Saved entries
******************************
Issue #8535, opened 2026-06-23
[Bug] Sensitive Credential Leakage via Unfiltered JSON Patches in astream_log (log_stream.py)


QiuYucheng2003:
### Description

In libs/core/langchain_core/tracers/log_stream.py, the streaming tracer utilizes jsonpatch.JsonPatch.from_diff(prev_final_output, final_output, dumps=dumps) to generate incremental state changes (Patches) for streaming UIs.

However, this diffing mechanism lacks a heuristic redaction filter for sensitive fields (e.g., Authorization, api_key, or sk-... formatted tokens). While the framework provides SecretStr for explicit Pydantic models, if an Agent processes raw dictionaries or unparsed JSON responses from a third-party API during internal tool calls, the dumps serialization treats them as standard strings. Consequently, any dictionaries containing privileged tokens are converted into plaintext JSON Patches and broadcasted indiscriminately over the network to the client or archived in third-party observability platforms, effectively bypassing the framework's secret vault isolation.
******************************
EXERCISE PROMPT:
Please restate, exactly as written, the line that holds "In libs/core/langchain_core/tracers/log_stream.py, the" and all remaining lines of the data above, and only those.

ANSWER BOX:
In libs/core/langchain_core/tracers/log_stream.py, the streaming tracer utilizes jsonpatch.JsonPatch.from_diff(prev_final_output, final_output, dumps=dumps) to generate incremental state changes (Patches) for streaming UIs.

However, this diffing mechanism lacks a heuristic redaction filter for sensitive fields (e.g., Authorization, api_key, or sk-... formatted tokens). While the framework provides SecretStr for explicit Pydantic models, if an Agent processes raw dictionaries or unparsed JSON responses from a third-party API during internal tool calls, the dumps serialization treats them as standard strings. Consequently, any dictionaries containing privileged tokens are converted into plaintext JSON Patches and broadcasted indiscriminately over the network to the client or archived in third-party observability platforms, effectively bypassing the framework's secret vault isolation.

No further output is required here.